WORK REQUIRED
Gather the lines below that include the string "doesn", copying each in full.

[Collected data]
◇ ◇ ◇
Issue #2, opened 2018-10-03
Better and more ASCII !! (╯°□°）╯︵ ┻━┻


o2sh:
Some of our ascii logos look a bit out of shape...

plz help ಥ_ಥ

Don't hesitate to add more languages, if you feel inspired. 

Bye.
ฅ^•ﻌ•^ฅ

jonathanfilbert:
Would it be okay to add Coffeescript?

o2sh:
I don't see why not...you might also want to add JavaScript as it's closely related.

felix91gr:
@o2sh, how did you draw these? Maybe with a formal procedure we could synthesize the logos straight from a PNG. There are, afaik, libraries that do this for you :D

o2sh:
Hi @felix91gr,
Except for typescript, R, lua and maybe clojure, I used an [online tool] (https://www.text-image.com/convert/ascii.html) that converts PNG into ascii which is OK but not great.

If you know better alternatives, plz share. :)

PR #6, opened 2018-10-03
Detect dominant language type

### LINKED ISSUE #1: Implement logic for dominant language
Create a function that will scan a project and determine the dominant language (the language is currently hardcoded in the main function)

An idea would be to scan all files based on a set of extension (rs for rust, py for python) and find which extension represents most of the lines of code (in case of a multiple language project).

zxey:
This detects language of source code repository at runtime.

Fixes #1

### DIFF
--- a/src/main.rs
+++ b/src/main.rs
@@ -1,4 +1,6 @@
 extern crate colored;
+extern crate tokei;
+
 use colored::*;
 use std::fmt;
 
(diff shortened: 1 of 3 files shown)


zxey:
Yeah, I might have a look sometimes, how tokei or loc do their analysis and maybe extract the relevant code, so it is not as big dependency. The reason I decided to go with this, it tokei had quite nice library api next to their command line utility, so I used that.

src/main.rs
```diff
@@ -107,6 +118,57 @@ fn main() {
...
+            tokei::LanguageType::C => Language::C,
+            tokei::LanguageType::Python => Language::Python,
+            tokei::LanguageType::CSharp => Language::Csharp,
+            tokei::LanguageType::Scala => Language::Scala,
+            tokei::LanguageType::Sh => Language::Shell,
+            tokei::LanguageType::Lisp => Language::Lisp,
+            tokei::LanguageType::Haskell => Language::Haskell,
+            tokei::LanguageType::Ruby => Language::Ruby,
+            tokei::LanguageType::R => Language::R,
+            _ => unimplemented!(),
```
Mouvedia: JavaScript is a valid `LanguageType`.

cf https://docs.rs/tokei/6.0.2/tokei/enum.LanguageType.html

o2sh: Of course, this is a work in progress. An issue was opened #2 for that purpose.

Feel free to contribute @Mouvedia 

Thanks 🥇

Issue #9, opened 2018-10-04
Implement logic for project Information


o2sh:
Create a function that will scan a project and retrieve its information: Name, Author, Number of lines, License... 

These info are currently hardcoded in the main function...

zxey:
As @o2sh states in #12 there are only three things left to implement:
Project name - this can be obtained from git by parsing remote origin or some similar info
Project repo - also can be parsed from git metadata
Project license - you can probabyl use [askalono](https://github.com/amzn/askalono) library to detect license of the project

PR #12, opened 2018-10-06
Detect authors

zxey:
Onefetch can now detect first three authors of a project by assuming the project is a git repository.
It counts the first three top commiters and puts them as an authors of the project.

This started as a work on #9 but since then @JoshBrudnak took and interest in working on that issue,
so I am contributing this as only a partial imlementation of full project info logic and maybe he can base his work on this :).

### DIFF
--- a/src/main.rs
+++ b/src/main.rs
@@ -3,11 +3,12 @@ extern crate tokei;
 
 use colored::*;
 use std::fmt;
+use std::process::{Command, Stdio};
 
 struct Info {
     project_name: String,
     language: Language,
-    author: String,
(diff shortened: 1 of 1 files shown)


zxey:
The output now looks something like this:
output

o2sh:
Well done @zxey, there is only three infos left to be implemented: Project name, repo and license.

@JoshBrudnak good luck !

Mouvedia:
For npm packages it should prioritize the [`author` and `contributors` fields](https://docs.npmjs.com/files/package.json#people-fields-author-contributors) and, if found, ignore commits.

PR #13, opened 2018-10-06
Added repository name and url detection

JoshBrudnak:
Added repository name and url detection by parsing the repositories remote url. I also formatted the code using rustfmt.
This resolves the url and name part of #9

### DIFF
--- a/Cargo.lock
+++ b/Cargo.lock
@@ -139,20 +139,6 @@ version = "0.5.0"
 source = "registry+https://github.com/rust-lang/crates.io-index"
 
 [[package]]
-name = "curl-sys"
-version = "0.4.12"
-source = "registry+https://github.com/rust-lang/crates.io-index"
-dependencies = [
- "cc 1.0.25 (registry+https://github.com/rust-lang/crates.io-index)",
- "libc 0.2.43 (registry+https://github.com/rust-lang/crates.io-index)",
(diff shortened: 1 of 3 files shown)


zxey:
Just a heads up, this may make it harder for people with macOS to build this project, because of the added git2 dependency, you might need to add 'default-features = false' which will disable some optional features of git2 (amongst them is ssh feature, which is the part that makes it harder to build for macOS), you can check more in git2-rs repository readme [here](https://github.com/alexcrichton/git2-rs#building-on-osx-1010).

This is one of the reason why I chose to call git command directly in #12. But if this is merged, we can change how authors are detected too.

Also will the repo url get correctly recognized if user tracks upstream or origin with ssh instead of https?

JoshBrudnak:
Yes, it will work with ssh and https. Thanks.

o2sh:
Good job @JoshBrudnak, but the way you detect the repo name relies on the presence of `.git` in the url. So, if I choose to clone a repo without it:

`git clone https://github.com/o2sh/onefetch`

It won't work...

JoshBrudnak:
Good point, In that case I'll assume the repository name is the last part of the url. :+1:

o2sh:
Thanks a lot @JoshBrudnak, @zxey what do we do for the author detection ? do we maintain what we have, or do we use git2-rs ?

We're almost there, only the License is left hardcoded.

PR #15, opened 2018-10-30
Add Lua ascii logo

francesco-dipi:
#2


o2sh:
Thanks @francesco-dipi

PR #18, opened 2018-12-11
Error types instead of process:exit() for main and get_color() moved to impl fn of Info

xynxynxyn:
I implemented a custom error type and proper error handling since main can return Result.

I also moved the `get_color(&language)` function to be an implemented function on Info such that the color of a project/language can be retrieved by calling `Info.color()`.


o2sh:
Great refactoring @xynxynxyn 
Clean code In Rust is not easy to achieve...

PR #20, opened 2018-12-14
Multi color ascii

xynxynxyn:
Implemented multi color ascii.
To color ascii just add {n} to the ascii to change every character after it to that color. N can be any single digit number, so only up to 10 different colors per ascii.

I only changed the C and rust logo to multiple colors so far, but the others still work even if they don't have the annotations.


o2sh:
Impressive work @xynxynxyn 
We are getting very close to what Neofetch can do...in Rust.

Thanks again

PR #29, opened 2019-04-10
Separate build and install targets

hoop33:
I don't have root on my work machine, and expected to be able to run `make` just to build the app. I was a little startled to see a `sudo` prompt when I just ran `make`.

Thanks for this utility!


o2sh:
Oups, sorry about that.
Thx a lot @hoop33

PR #30, opened 2019-04-10
Add assembly detection and ascii image

aeter:
Adds assembly detection and ascii image (https://github.com/o2sh/onefetch/issues/2)

The ascii is created through  
```
$ figlet -f 3D%20Diagonal.flf "asm"
```

asm_ascii


o2sh:
Looks great !
Thx @aeter

PR #35, opened 2019-06-18
Add Forth language

jephthai:
Add config for Forth language (already supported by Tokei), with ASCII art inspired by the most famous Forth language cover art in history (should be recognizable to most Forthers).


o2sh:
Thanks for your contribution @jephthai,
Too bad you didn't use multiple colors to make it look better.

Still, this is really cool!!

Issue #235, opened 2020-10-06
Support COLORTERM for TrueColor ASCII


atluft:
After working on the swift logo I was thinking it might be useful to be able to specify true colors for a better result:

![image](https://user-images.githubusercontent.com/2379260/95237152-d5b88400-07d5-11eb-9c56-03a332646e45.png)

Terminals that don't support COLORTERM environment variable would look like this:
![image](https://user-images.githubusercontent.com/2379260/95237267-fa146080-07d5-11eb-83b5-c711e21e6788.png)

o2sh:
This is very good idea @atluft 
For the final implementation, you should probably modify the `define_languages!` macro to have a second Vec! for TrueColor. By Doing that, you will be able to get rid of _the offset of 10_. Also, It's preferable to read env::var("COLORTERM") only once and pass it along.

atluft:
Will do, new to Rust programming and having your advice helps. All comments are welcome!

spenserblack:
@atluft Just curious: did you test how the `colored` crate renders TrueColor on a terminal that doesn't support it? I would assume that it would pick the closest available color if it can't render the TrueColor.

spenserblack:
Nevermind, I checked the source code and it appears that `colored` *doesn't* check if COLORTERM is set or not.

I think the best way would probably be to have the `define_languages!` macro call *another* macro, like `define_colors!`, and also define a struct for colors, like
```rust
struct Colors {
    default_colors: Vec<Color>,
    true_colors: Option<Vec<Color>>,
}
```

`define_colors!` can take 2 patterns:
- `vec![ $( color:expr ),+ ]`, the current usage with no true colors, would expand to
  ```rust
  Colors {
      default_colors: vec![ $( $color ,)+ ],
      true_colors: None,
  }
  ```
- `$color_struct:expr`, which would take a definition of the `Colors` struct, and wouldn't need any special expansion rules.

Does that make sense? :smiley_cat:

o2sh:
> did you test how the colored crate renders TrueColor on a terminal that doesn't support it

Just tested it on rxvt, it prints it in plain black:

![rxvt](https://user-images.githubusercontent.com/13710835/95335414-a9713600-08af-11eb-80df-43fe57d703bb.png)

spenserblack:
Thanks, @o2sh!
[...]

PR #252, opened 2020-10-09
235 truecolor define color

atluft:
Please consider this change to add true colors mentioned in issue #235 

The additional braces are needed in define_languages to change the capture of $colors:expr (a single thing) to a stream of tokens $( $colors:tt )*. The stream of tokens is required for the nested call to define_colors which utilizes the vec! ... token stream as a means of choosing the vector based expansion instead of the struct Colors (a single thing) expansion.

See [this](https://users.rust-lang.org/t/macro-not-expanding-when-nested/10342/2) excellent explanation of how the parent macro globs an expr into a single thing while tt preserves the token stream.


spenserblack:
:thinking: no CI checks. @o2sh, should the `on: [pull_request]` rule be added to the GitHub action?

src/language.rs
```diff
@@ -4,10 +4,22 @@ use {
...
 };
 
+#[derive(Clone)]
+pub struct Colors {
+    basic_colors: Vec<Color>,
+    true_colors: Option<Vec<Color>>,
+}
+
+macro_rules! define_colors {
+  ( vec![ $( $color:expr ),+ ] ) => { Colors { basic_colors: vec![$( $color ),+ ], true_colors: None } };
```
◇ ◇ ◇
ANSWER FOR THE TASK
@atluft Just curious: did you test how the `colored` crate renders TrueColor on a terminal that doesn't support it? I would assume that it would pick the closest available color if it can't render the TrueColor.
Nevermind, I checked the source code and it appears that `colored` *doesn't* check if COLORTERM is set or not.
> did you test how the colored crate renders TrueColor on a terminal that doesn't support it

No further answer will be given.